PR #2662, opened 2017-10-02
Enable firewall sso on accounting packet

fdurand:
# Description
Allow to update the firewall sso based on radius accounting packet.

# Impacts
RADIUS accounting workflow

# Delete branch after merge
YES

# NEWS file entries
## New Features
* Update the Firewall SSO on accounting packet

### DIFF
--- a/docs/PacketFence_Administration_Guide.asciidoc
+++ b/docs/PacketFence_Administration_Guide.asciidoc
@@ -2856,12 +2856,13 @@ If, for some reason the portal is modified with content that needs to be accesse
 Firewall SSO Integration
 ~~~~~~~~~~~~~~~~~~~~~~~~
 
-PacketFence is able to update some Firewalls based on device informations, like the IP address, the username connected on it. (Look for Integration guides to see how you can configure your Firewall with PacketFence)
-By default PacketFence use the dhcp traffic to trigger an update on the firewall but it's also possible to do it with the RADIUS Accounting traffic.
+PacketFence is able to update some firewall based on device informations, like the IP address, the username connected on it. (Look for Integration guides to see how you can configure your Firewall with PacketFence)
+By default PacketFence uses the DHCP traffic to trigger an update on the firewall but it's also possible to do it with the RADIUS Accounting traffic.
 
 In order to manage the way you want to update the Firewall, go in Configuration -> System Config -> Main Configuration -> Advanced,  then there is two choices,
 Trigger Single-Sign-On on dhcp and Trigger Single-Sign-On on accounting.
 
+You can use both methods at the same time but this will result in duplicate SSO requests if you receive the DHCP and accounting of the same device which can cause unexpected load on your firewall.
 
 Suricata example:
 -----------------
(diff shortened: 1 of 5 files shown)


lib/pf/api.pm
```diff
@@ -1360,9 +1361,50 @@ sub handle_accounting_metadata : Public {
...
+=cut
+
+sub firewallsso_accounting : Public {
+    my ($class, %RAD_REQUEST) = @_;
+    my $logger = pf::log::get_logger();
+    if ($RAD_REQUEST{'Calling-Station-Id'} && $RAD_REQUEST{'Framed-IP-Address'} && pf::util::isenabled($pf::config::Config{advanced}{sso_on_accounting})) {
+        my $mac = pf::util::clean_mac($RAD_REQUEST{'Calling-Station-Id'});
+        my $node = pf::node::node_attributes($mac);
+        my $ip = $RAD_REQUEST{'Framed-IP-Address'};
+        if($ip){
```
julsemaan: Seems this can never be false as you're already checking it in the top condition

IMO you should split the top condition to output a meaningful warn message when not finding an IP or MAC so we can know what is up

lib/pf/api.pm
```diff
@@ -1360,9 +1361,50 @@ sub handle_accounting_metadata : Public {
...
+            if ($node->{status} eq $pf::node::STATUS_REGISTERED) {
+                $firewallsso_method = "Update";
+                if ($node->{unregdate} ne '0000-00-00 00:00:00') {
+                    my $time = DateTime::Format::MySQL->parse_datetime($node->{unregdate});
+                    $time->set_time_zone("local");
+                    my $now = DateTime->now(time_zone => "local");
+                    $timeout = $time->epoch - $now->epoch;
+                }
+            }
+
```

----------------------------------------

● Exercise:
Above are records; say how many of their lines contain the word "Station", giving only the number.

● Answer box:
2